# info needed on JH head vacuum port on the back of head??????



## xet33 (Mar 3, 2010)

I was deleting some vac lines a/c boost valves etc and there is a port on the head I have it capped off now which I think is correct if someone can confirm.


----------



## xet33 (Mar 3, 2010)

guess no one owns a gti on vortex


----------



## nbvwfan (Aug 15, 2007)

xet33 said:


> guess no one owns a gti on vortex


I own four
2 MKII's and 2 MKI's

The port on the back of the JH head is for the air shrouding.
Capped off, it may run decent, but may impact performance and economy (throttle tip in and idle).
You ought to connect it to a point after the throttle body.
That is what I have done on mine as I don't have a conventional setup and running ahead of the throttle body, (in the discharge stream) I had surging.


----------



## xet33 (Mar 3, 2010)

ok thank you for reply I can just pipe it direct into the intake manfold then?


----------



## nbvwfan (Aug 15, 2007)

xet33 said:


> ok thank you for reply I can just pipe it direct into the intake manfold then?


Yes.
I tapped it off a fitting I added at the support castings, but plumbing it after the throttle body anywhere will work.


----------



## xet33 (Mar 3, 2010)

but just so I am on the same page. from factory it was before tb correct.


----------



## Dr.Jeff (Oct 30, 2013)

I have a JH 1.8 GTI engine that came as a long-block...no intake, etc. on it when I got it. I want to install it in my early Rabbit, replacing the 1.6 (non air-shrouded) engine. Without knowing how all of the vac lines were routed on the 1.8, this fitting for the air-shrouded injectors is a bit of a mystery to me. Can anyone describe how it was plumbed on a stock engine?
Thanks, Jeff


----------



## volkshead83 (Feb 8, 2014)

You just need to make sure your using the correct injector seats. Or your going to be sucking all the fuel your spraying back thats coming from the injectors into the intake manifold. I believe it was actually used for cooling the injectors. Which is why they had caps and o rings on the tips of those injectors.


----------



## Dr.Jeff (Oct 30, 2013)

I found you can only use one type of injector holder with the air-shrouded head...the other types won't even fit. These are the injectors without the 'hat' on the tip ('83-'84).

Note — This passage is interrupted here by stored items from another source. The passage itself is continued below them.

PR #450, opened 2026-08-22
Fix/exact boundaries only

YeungOnion:
the work in #410 fixes a few things, one being that ULPs comparison wasn't being used, I must have misunderstood the way `approx` did things when I wrote those macros.

In a sense, this removes the work from #410 by making the macros only use ULPs comparison, and then it goes in an does some removal of special cases.

The other thing that is addresses is taking a wide range of input and "snapping" it to exact values when they're close. This change emphasizes not doing that and to not treat cases as special when they work within another regime's branch, perhaps because that branch will handle it as special, but it shoves the potentially duplicated complexity of checking edge cases upstream.

### DIFF
--- a/src/function/gamma.rs
+++ b/src/function/gamma.rs
@@ -2,7 +2,6 @@
 //! related functions
 
 use crate::consts;
-use crate::prec;
 use core::f64::consts as f64_consts;
 #[cfg(not(feature = "std"))]
 use num_traits::Float as _;
@@ -294,13 +293,6 @@ pub fn checked_gamma_lr(a: f64, x: f64) -> Result<f64, GammaFuncError> {
     let big = 4503599627370496.0;
     let big_inv = 2.22044604925031308085e-16;
 
-    if prec::ulps_eq!(a, 0.0, epsilon = 0.0) {
-        return Ok(1.0);
-    }
-    if prec::ulps_eq!(x, 0.0, epsilon = 0.0) {
-        return Ok(0.0);
-    }
-
     let ax = a * x.ln() - x - ln_gamma(a);
     if ax < -709.78271289338399 {
         if a < x {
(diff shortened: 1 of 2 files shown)


YeungOnion:
@day01 I'd appreciate feedback if you can, this is sort of in response to what was surfaced and resolved in #410 but takes a different stance.

day01:
@YeungOnion can you add me somehow as reviewer, I will find it quicker next time :D

src/function/beta.rs
```diff
@@ -153,14 +148,10 @@ pub fn checked_beta_reg(a: f64, b: f64, x: f64) -> Result<f64, BetaFuncError> {
         return Err(BetaFuncError::XOutOfRange);
     }
 
-    let bt = if x == 0.0 || crate::prec::ulps_eq!(x, 1.0, epsilon = MODULE_EPS) {
```
day01, line 156: Removing this code causes `checked_beta_reg` to return `NaN` for valid large parameters because the logarithmic expression develops non-finite intermediate values.

compared with mpmath at `mp.dps = 80`:

| `a` | `b` | `x` | PR result | mpmath |
|---:|---:|---:|---:|---:|
| `1e200` | `1e200` | `0.0` | `NaN` | `0.0` |
| `1e200` | `1e200` | `1.0` | `NaN` | `1.0` |
| `1e308` | `1.0` | `0.0` | `NaN` | `0.0` |
| `1e308` | `1.0` | `1.0` | `NaN` | `1.0` |

YeungOnion:
So the failing behavior is shown on the edges, but the test cases for (a,b) would similarly fail for any x on (0,1), I'm expecting #456 will fix this based on special treatment for large a,b

I will drop the work on beta from this PR.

My question is with the original configuration, where did the vac hose from this head fitting go to? The fitting is located directly between the 3rd and 4th injectors (on the head) and is basically a 'nipple' for a vacuum hose. But how is it tied into the rest of the system...what does the other end of the hose connect to when everything is stock?
I've searched but have not been able to find it in any diagrams, etc. It may be unique to the '83-'84 GTI's and the manuals do not show it.

Thanks, Jeff


----------



## nbvwfan (Aug 15, 2007)

volkshead83 said:


> You just need to make sure your using the correct injector seats. Or your going to be sucking all the fuel your spraying back thats coming from the injectors into the intake manifold. I believe it was actually used for cooling the injectors. Which is why they had caps and o rings on the tips of those injectors.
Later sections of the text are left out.